PR #668, opened 2018-05-04
Don't HTML escape subject lines for frontpage emails

### LINKED ISSUE #611: Don't HTML escape e-mail subjects
A post title of "Courses' level of difficulty" shouldn't be escaped in the email notification to "Courses&#39; level of difficulty"

@rhysyngsun says:
> that's probably django templates escaping that
> just need to add a `|safe` to the end of the variable in the subject template

rhysyngsun:
Fixes #611 

#### What's this PR do?
Ensures the frontpage digest subject lines aren't html escaped

This is pretty simple so the test coverage should be sufficient (the `'` would be escaped to `&apos;` in master branch).


aliceriot:
is it straightforward to do the same thing for comment notification emails too? I was able to create this monstrosity:
title_escaping

PR #685, opened 2018-05-08
add link preview to link post creation

### LINKED ISSUE #694: add embedly preview to link page

aliceriot:

part of #604 
closes #694 

#### What's this PR do?

This adds a preview display to the link post creation form, which shows you what the embedly embed (ha) for your link will look like when it's posted.

Making a text post should work like normal. If you make a link post, when you add a URL to the form, or change the URL, a rich embed thingy like this should pop up:

fjfjasdfasdf

changing the URL should cause the preview to change.

### DIFF
--- a/static/js/containers/CreatePostPage.js
+++ b/static/js/containers/CreatePostPage.js
@@ -26,7 +26,8 @@ type CreatePostPageProps = {
   channel: Channel,
   channels: RestState<Map<string, Channel>>,
   history: Object,
-  processing: boolean
+  processing: boolean,
+  embedly: Object
 }
 
 const CREATE_POST_KEY = "post:new"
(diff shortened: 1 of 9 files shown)


static/js/containers/CreatePostPage.js
```diff
@@ -57,14 +58,19 @@ class CreatePostPage extends React.Component<*, void> {
...
       actions.forms.formUpdate({
         ...CREATE_POST_PAYLOAD,
         value: {
-          [e.target.name]: e.target.value
+          [name]: value
         }
       })
     )
+    if (name === "url") {
+      dispatch(actions.embedly.get(value))
```
rhysyngsun: I think we should consider debouncing this somehow. Granted most users will copy/paste an address, but this can cause a lot of extraneous requests since it'll trigger a request for every keypress.

static/scss/createPost.scss
```diff
@@ -1,5 +1,14 @@
 .new-post-card {
   .card-contents {
+    .embedly-preview {
+      max-width: 770px;
+
+      .preview-header {
```
rhysyngsun: Maybe a little bottom padding for this?

static/js/containers/CreatePostPage.js
rhysyngsun: Also, this should not query embedly if the value is empty. To reproduce, enter a link and then clear the field.

aliceriot: yup, that makes sense >_<

aliceriot:
@rhysyngsun ok comments should be addressed!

__________

__Task__
Which lines of the records contain "name"? Show each of them.

__Answer below__
-          [e.target.name]: e.target.value
+          [name]: value
+    if (name === "url") {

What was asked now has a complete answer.